Felipe González gana las elecciones

Los socialistas rondan el listón de 160 escaños que se había fijado su líder para formar Gobierno en solitario

El PSOE gana las elecciones, pero pierde la mayoría absoluta. Los datos oficiales provisionales facilitados, entrada ya la madrugada, por el ministro, del Interior, José Luis Corcuera, dan a los socialistas 159 escaños, contra 141 del Partido Popular, cuando se había escrutado el 99,7% de los votos. El PSOE pierde así 16 escaños y el PP gana 34. Izquierda Unida obtiene en ese recuento 18 diputados (uno más que en 1989); Convergéncia i Unió, 17 (pierde uno); el PNV, 5 (se mantiene igual); Herri Batasuna, 2 (pierde dos), y Coafición Canaria, 4 (los grupos equivalentes sumaban antes un escaño). El CDS peleaba por un escaño en ese recuento, frente a los 14 de que disponía en la pasada legislatura. La participación (superior al 76%) ha sido la más alta desde 1982.

El citado reparto de escaños supone que el PSOE ronde el listón que se había marcado Felipe González para que no fuera imprescindible un Gobierno de coalición: 160 diputados. No obstante, ésa es una posibilidad que no puede desdeñarse todavía, sobre todo porque aún permanecen varios escaños en disputa que no caerán de un lado u otro hasta el final del escrutinio.El porcentaje de votos obtenido por el PSOE es similar al de 1989 (39,8% entonces, 38,66% ahora), lo que, de confirmarse, no reflejaría para el partido gobernante un castigo tan grande como se esperaba a tenor de los sondeos preelectorales.

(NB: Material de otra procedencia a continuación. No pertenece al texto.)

PR #294, opened 2024-04-25
Explain versioning system

ndrezn:
Explains how versioning works, and adds a test to ensure we actually follow the system!


tests/test_versioning.py
```diff
@@ -0,0 +1,18 @@
...
+    """
+    Test that the major and minor versions of bundled Ag Grid align with
+    the major and minor versions of the Python package.
+
+    See CONTRIBUTING.md for more information on versioning this package.
+    """
+    ag_version = parse(dag.grid_version)
+    dash_ag_version = parse(dag.__version__)
+
+    assert (
```
ndrezn, line 15: Hm I guess we only would want to run this test when the version is bumped...

BSd3v: That's why it needs to be a test before dist and not on github

ndrezn: Touche.

tests/test_versioning.py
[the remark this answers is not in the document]
ndrezn: hm yeah, that's a good idea. Let me think about this for a minute. It might make sense to move it out, or to have a tests config file to exclude it unless specified..

gvwilson:
@ndrezn @BSd3v can we please give this some love?

BSd3v:
@ndrezn, @gvwilson, thoughts on the changes?

Should we describe the testing behaviour in the contributing guide?

eg: `test_version.py` => AG-grid in unison within itself, `test_versioning.py` DAG is in unison with AG-grid?

ndrezn:
Yes, definitely worth adding a note to the contribution guide. I'm not sure also if we mention running the tests locally but devs probably should be recommended to use `pytest --headless -k "not test_versioning"` rather than just `pytest`.

BSd3v:
`test_versioning.py` isnt in the `tests/` anymore. So they can just run `pytest`. 😄

CONTRIBUTING.md
```diff
@@ -37,7 +37,7 @@ We may release out-of-band of Ag Grid when there are patches that we want to mak
 
 As a user, you can always check the underlying Ag Grid version with `dash_ag_grid.grid_version` and the underlying Dash Ag Grid version with `dash_ag_grid.__version__`.
 
-For maintainers, when issuing new releases ensure that the version bump of Dash Ag Grid follows this convention. This can be verified after a build by using `npm run pre-flight-dag-version` or `python test_versioning.py`.
+For maintainers, when issuing new releases ensure that the version bump of Dash Ag Grid follows this convention. This can be verified after a build by using `npm run pre-flight-dag-version` or `python test_versioning.py`. This is automatically done during the `npm run dist`
```
ndrezn, line 40:
```suggestion
For maintainers, when issuing new releases ensure that the version bump of Dash Ag Grid follows this convention. This can be verified after a build by using `npm run pre-flight-dag-version` or `python test_versioning.py`. This is validated during the `npm run dist`
```

BSd3v (approved):
💃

Además, la mayor participación de ahora repercute en un aumento global de sus votos, que se sitúan en torno a los nueve millones, cantidad muy superior a la de 1989 (entonces fueron algo más de ocho millones, por lo que en términos absolutos el PSOE mejora su respaldo). Siempre según el citado recuento, el PSOE alcanza un número de diputados algo inferior a los que obtuvo Unión de Centro Democrático (UCD) en 1977 y 1979 (165 en la primera ocasión, 167 después), que le permitieron formar gobierno en solitario.

El presidente del Ejecutivo, Felipe González, declaró en el hotel Palace (cuartel general del PSOE en la noche electoral) que ha tomado nota de los mensajes enviados por los electores, que le han pedido, a su juicio, un cambio en el cambio, y anunció un proyecto de renovación. José María Aznar, líder del PP, felicitó públicamente a González por su triunfo y se mostró muy contento por el "formidable" aumento de los escaños de su partido. También expresó que, al caer la mayoría absoluta, ha comenzado una nueva etapa en la democracia española "sin la hegemonía socialista".

Alfonso Guerra, vicesecretario general del PSOE, se mostró partidario, tras conocer los últimos datos, de que Felipe González forme un gobierno monocolor aunque "con acuerdos parlamentarios permanentes

El resultado de las elecciones muestra que han tenido efecto las dos líneas marcadas por Felipe González durante la campaña: se ha producido el reagrupamiento de amplios sectores de la izquierda y ha aparecido el miedo a una regresión, identificada con las posiciones de derecha.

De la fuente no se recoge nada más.